[ENTRIES PROVIDED Boundary: Start]
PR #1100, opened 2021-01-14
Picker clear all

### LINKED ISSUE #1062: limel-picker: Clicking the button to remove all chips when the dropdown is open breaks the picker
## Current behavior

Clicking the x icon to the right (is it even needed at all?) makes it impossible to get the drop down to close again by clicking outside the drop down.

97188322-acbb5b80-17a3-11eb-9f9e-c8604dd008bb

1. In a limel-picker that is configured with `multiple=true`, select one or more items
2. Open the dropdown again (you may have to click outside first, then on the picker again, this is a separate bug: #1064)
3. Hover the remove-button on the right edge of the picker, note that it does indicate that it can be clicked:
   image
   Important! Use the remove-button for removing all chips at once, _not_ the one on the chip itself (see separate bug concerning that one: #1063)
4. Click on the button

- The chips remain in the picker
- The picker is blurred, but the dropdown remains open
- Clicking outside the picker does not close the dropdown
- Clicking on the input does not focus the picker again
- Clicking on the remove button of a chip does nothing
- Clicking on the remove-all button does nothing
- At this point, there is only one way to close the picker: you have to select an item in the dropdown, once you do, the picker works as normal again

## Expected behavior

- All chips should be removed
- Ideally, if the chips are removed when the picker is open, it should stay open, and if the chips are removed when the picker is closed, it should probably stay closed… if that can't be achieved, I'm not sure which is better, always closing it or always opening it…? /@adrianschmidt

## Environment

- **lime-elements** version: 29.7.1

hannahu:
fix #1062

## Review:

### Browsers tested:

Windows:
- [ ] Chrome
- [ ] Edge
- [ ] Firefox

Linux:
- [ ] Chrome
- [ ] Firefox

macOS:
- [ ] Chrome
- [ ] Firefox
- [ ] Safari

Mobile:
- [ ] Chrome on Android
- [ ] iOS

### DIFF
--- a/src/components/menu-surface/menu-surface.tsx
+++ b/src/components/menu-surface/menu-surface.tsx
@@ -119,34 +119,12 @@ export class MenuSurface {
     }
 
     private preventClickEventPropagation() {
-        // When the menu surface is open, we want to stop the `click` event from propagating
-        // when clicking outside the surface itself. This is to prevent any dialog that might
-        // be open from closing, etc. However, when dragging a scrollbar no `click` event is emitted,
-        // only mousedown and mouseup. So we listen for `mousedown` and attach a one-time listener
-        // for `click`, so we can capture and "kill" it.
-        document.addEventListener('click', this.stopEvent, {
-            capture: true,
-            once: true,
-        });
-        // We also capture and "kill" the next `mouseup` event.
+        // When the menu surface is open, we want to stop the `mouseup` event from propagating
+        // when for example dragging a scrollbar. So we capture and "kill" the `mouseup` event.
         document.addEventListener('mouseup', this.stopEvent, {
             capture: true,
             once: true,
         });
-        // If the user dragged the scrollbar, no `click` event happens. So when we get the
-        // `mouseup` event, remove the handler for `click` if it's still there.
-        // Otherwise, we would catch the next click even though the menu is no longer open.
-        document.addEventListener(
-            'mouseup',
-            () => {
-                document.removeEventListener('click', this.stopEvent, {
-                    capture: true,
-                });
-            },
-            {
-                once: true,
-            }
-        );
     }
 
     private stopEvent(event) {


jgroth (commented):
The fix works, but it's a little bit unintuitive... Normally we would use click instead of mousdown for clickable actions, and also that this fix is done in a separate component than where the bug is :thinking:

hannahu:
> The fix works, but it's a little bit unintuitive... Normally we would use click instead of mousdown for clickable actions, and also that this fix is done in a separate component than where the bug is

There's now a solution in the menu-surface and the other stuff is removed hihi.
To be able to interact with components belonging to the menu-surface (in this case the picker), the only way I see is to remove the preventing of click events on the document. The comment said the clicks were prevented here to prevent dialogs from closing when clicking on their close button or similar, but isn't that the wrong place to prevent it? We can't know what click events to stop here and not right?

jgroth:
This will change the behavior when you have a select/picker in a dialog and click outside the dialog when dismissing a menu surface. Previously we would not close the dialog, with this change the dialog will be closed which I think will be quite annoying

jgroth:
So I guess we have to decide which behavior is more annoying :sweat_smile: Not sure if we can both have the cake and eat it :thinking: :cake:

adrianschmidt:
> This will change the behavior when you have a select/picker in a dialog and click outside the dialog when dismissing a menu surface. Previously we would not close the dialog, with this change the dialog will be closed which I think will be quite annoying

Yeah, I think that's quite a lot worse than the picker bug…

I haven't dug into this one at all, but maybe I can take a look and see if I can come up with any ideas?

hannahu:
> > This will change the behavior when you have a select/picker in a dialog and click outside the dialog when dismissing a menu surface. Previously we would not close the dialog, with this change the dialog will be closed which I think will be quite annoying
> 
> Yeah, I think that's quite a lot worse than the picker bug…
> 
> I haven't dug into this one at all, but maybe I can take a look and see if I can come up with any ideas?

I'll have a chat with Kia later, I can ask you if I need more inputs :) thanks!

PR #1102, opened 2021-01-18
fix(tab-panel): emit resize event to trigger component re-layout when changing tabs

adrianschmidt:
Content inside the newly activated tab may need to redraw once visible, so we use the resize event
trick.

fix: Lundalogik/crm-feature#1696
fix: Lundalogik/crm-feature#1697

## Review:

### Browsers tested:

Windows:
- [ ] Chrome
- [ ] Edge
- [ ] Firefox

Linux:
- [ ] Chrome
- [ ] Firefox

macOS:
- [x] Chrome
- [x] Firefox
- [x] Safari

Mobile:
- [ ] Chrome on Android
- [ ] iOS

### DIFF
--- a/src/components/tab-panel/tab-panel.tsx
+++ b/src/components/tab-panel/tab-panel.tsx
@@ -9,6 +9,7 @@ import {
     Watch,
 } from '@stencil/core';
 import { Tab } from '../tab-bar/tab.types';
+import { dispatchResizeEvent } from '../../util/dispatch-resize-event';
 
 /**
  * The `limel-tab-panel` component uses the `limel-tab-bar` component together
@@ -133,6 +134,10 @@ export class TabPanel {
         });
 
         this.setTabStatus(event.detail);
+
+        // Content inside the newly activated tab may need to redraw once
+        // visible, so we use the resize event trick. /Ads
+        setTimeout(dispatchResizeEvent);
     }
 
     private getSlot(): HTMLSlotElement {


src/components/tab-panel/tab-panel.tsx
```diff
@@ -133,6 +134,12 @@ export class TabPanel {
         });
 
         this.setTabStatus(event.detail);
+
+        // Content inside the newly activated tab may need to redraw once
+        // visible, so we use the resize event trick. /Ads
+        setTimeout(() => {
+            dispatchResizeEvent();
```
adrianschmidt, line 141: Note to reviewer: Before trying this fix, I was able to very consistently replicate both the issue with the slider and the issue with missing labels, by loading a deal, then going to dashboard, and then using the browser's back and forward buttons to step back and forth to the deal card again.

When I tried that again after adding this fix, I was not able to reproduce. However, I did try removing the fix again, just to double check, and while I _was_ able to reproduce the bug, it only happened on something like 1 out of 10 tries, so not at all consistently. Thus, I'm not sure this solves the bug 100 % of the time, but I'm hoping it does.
[ENTRIES PROVIDED Boundary: End]
* _DIRECTIONS_
Output every record above, exactly as written.

* _ANSWER SPACE_
PR #1100, opened 2021-01-14
Picker clear all

### LINKED ISSUE #1062: limel-picker: Clicking the button to remove all chips when the dropdown is open breaks the picker
## Current behavior

Clicking the x icon to the right (is it even needed at all?) makes it impossible to get the drop down to close again by clicking outside the drop down.

97188322-acbb5b80-17a3-11eb-9f9e-c8604dd008bb

1. In a limel-picker that is configured with `multiple=true`, select one or more items
2. Open the dropdown again (you may have to click outside first, then on the picker again, this is a separate bug: #1064)
3. Hover the remove-button on the right edge of the picker, note that it does indicate that it can be clicked:
   image
   Important! Use the remove-button for removing all chips at once, _not_ the one on the chip itself (see separate bug concerning that one: #1063)
4. Click on the button

- The chips remain in the picker
- The picker is blurred, but the dropdown remains open
- Clicking outside the picker does not close the dropdown
- Clicking on the input does not focus the picker again
- Clicking on the remove button of a chip does nothing
- Clicking on the remove-all button does nothing
- At this point, there is only one way to close the picker: you have to select an item in the dropdown, once you do, the picker works as normal again

## Expected behavior

- All chips should be removed
- Ideally, if the chips are removed when the picker is open, it should stay open, and if the chips are removed when the picker is closed, it should probably stay closed… if that can't be achieved, I'm not sure which is better, always closing it or always opening it…? /@adrianschmidt

## Environment

- **lime-elements** version: 29.7.1

hannahu:
fix #1062

## Review:

### Browsers tested:

Windows:
- [ ] Chrome
- [ ] Edge
- [ ] Firefox

Linux:
- [ ] Chrome
- [ ] Firefox

macOS:
- [ ] Chrome
- [ ] Firefox
- [ ] Safari

Mobile:
- [ ] Chrome on Android
- [ ] iOS

### DIFF
--- a/src/components/menu-surface/menu-surface.tsx
+++ b/src/components/menu-surface/menu-surface.tsx
@@ -119,34 +119,12 @@ export class MenuSurface {
     }
 
     private preventClickEventPropagation() {
-        // When the menu surface is open, we want to stop the `click` event from propagating
-        // when clicking outside the surface itself. This is to prevent any dialog that might
-        // be open from closing, etc. However, when dragging a scrollbar no `click` event is emitted,
-        // only mousedown and mouseup. So we listen for `mousedown` and attach a one-time listener
-        // for `click`, so we can capture and "kill" it.
-        document.addEventListener('click', this.stopEvent, {
-            capture: true,
-            once: true,
-        });
-        // We also capture and "kill" the next `mouseup` event.
+        // When the menu surface is open, we want to stop the `mouseup` event from propagating
+        // when for example dragging a scrollbar. So we capture and "kill" the `mouseup` event.
         document.addEventListener('mouseup', this.stopEvent, {
             capture: true,
             once: true,
         });
-        // If the user dragged the scrollbar, no `click` event happens. So when we get the
-        // `mouseup` event, remove the handler for `click` if it's still there.
-        // Otherwise, we would catch the next click even though the menu is no longer open.
-        document.addEventListener(
-            'mouseup',
-            () => {
-                document.removeEventListener('click', this.stopEvent, {
-                    capture: true,
-                });
-            },
-            {
-                once: true,
-            }
-        );
     }
 
     private stopEvent(event) {


jgroth (commented):
The fix works, but it's a little bit unintuitive... Normally we would use click instead of mousdown for clickable actions, and also that this fix is done in a separate component than where the bug is :thinking:

hannahu:
> The fix works, but it's a little bit unintuitive... Normally we would use click instead of mousdown for clickable actions, and also that this fix is done in a separate component than where the bug is

There's now a solution in the menu-surface and the other stuff is removed hihi.
To be able to interact with components belonging to the menu-surface (in this case the picker), the only way I see is to remove the preventing of click events on the document. The comment said the clicks were prevented here to prevent dialogs from closing when clicking on their close button or similar, but isn't that the wrong place to prevent it? We can't know what click events to stop here and not right?

jgroth:
This will change the behavior when you have a select/picker in a dialog and click outside the dialog when dismissing a menu surface. Previously we would not close the dialog, with this change the dialog will be closed which I think will be quite annoying

jgroth:
So I guess we have to decide which behavior is more annoying :sweat_smile: Not sure if we can both have the cake and eat it :thinking: :cake:

adrianschmidt:
> This will change the behavior when you have a select/picker in a dialog and click outside the dialog when dismissing a menu surface. Previously we would not close the dialog, with this change the dialog will be closed which I think will be quite annoying

Yeah, I think that's quite a lot worse than the picker bug…

I haven't dug into this one at all, but maybe I can take a look and see if I can come up with any ideas?

hannahu:
> > This will change the behavior when you have a select/picker in a dialog and click outside the dialog when dismissing a menu surface. Previously we would not close the dialog, with this change the dialog will be closed which I think will be quite annoying
> 
> Yeah, I think that's quite a lot worse than the picker bug…
> 
> I haven't dug into this one at all, but maybe I can take a look and see if I can come up with any ideas?

I'll have a chat with Kia later, I can ask you if I need more inputs :) thanks!

PR #1102, opened 2021-01-18
fix(tab-panel): emit resize event to trigger component re-layout when changing tabs

adrianschmidt:
Content inside the newly activated tab may need to redraw once visible, so we use the resize event
trick.

fix: Lundalogik/crm-feature#1696
fix: Lundalogik/crm-feature#1697

## Review:

### Browsers tested:

Windows:
- [ ] Chrome
- [ ] Edge
- [ ] Firefox

Linux:
- [ ] Chrome
- [ ] Firefox

macOS:
- [x] Chrome
- [x] Firefox
- [x] Safari

Mobile:
- [ ] Chrome on Android
- [ ] iOS

### DIFF
--- a/src/components/tab-panel/tab-panel.tsx
+++ b/src/components/tab-panel/tab-panel.tsx
@@ -9,6 +9,7 @@ import {
     Watch,
 } from '@stencil/core';
 import { Tab } from '../tab-bar/tab.types';
+import { dispatchResizeEvent } from '../../util/dispatch-resize-event';
 
 /**
  * The `limel-tab-panel` component uses the `limel-tab-bar` component together
@@ -133,6 +134,10 @@ export class TabPanel {
         });
 
         this.setTabStatus(event.detail);
+
+        // Content inside the newly activated tab may need to redraw once
+        // visible, so we use the resize event trick. /Ads
+        setTimeout(dispatchResizeEvent);
     }
 
     private getSlot(): HTMLSlotElement {


src/components/tab-panel/tab-panel.tsx
```diff
@@ -133,6 +134,12 @@ export class TabPanel {
         });
 
         this.setTabStatus(event.detail);
+
+        // Content inside the newly activated tab may need to redraw once
+        // visible, so we use the resize event trick. /Ads
+        setTimeout(() => {
+            dispatchResizeEvent();
```
adrianschmidt, line 141: Note to reviewer: Before trying this fix, I was able to very consistently replicate both the issue with the slider and the issue with missing labels, by loading a deal, then going to dashboard, and then using the browser's back and forward buttons to step back and forth to the deal card again.

When I tried that again after adding this fix, I was not able to reproduce. However, I did try removing the fix again, just to double check, and while I _was_ able to reproduce the bug, it only happened on something like 1 out of 10 tries, so not at all consistently. Thus, I'm not sure this solves the bug 100 % of the time, but I'm hoping it does.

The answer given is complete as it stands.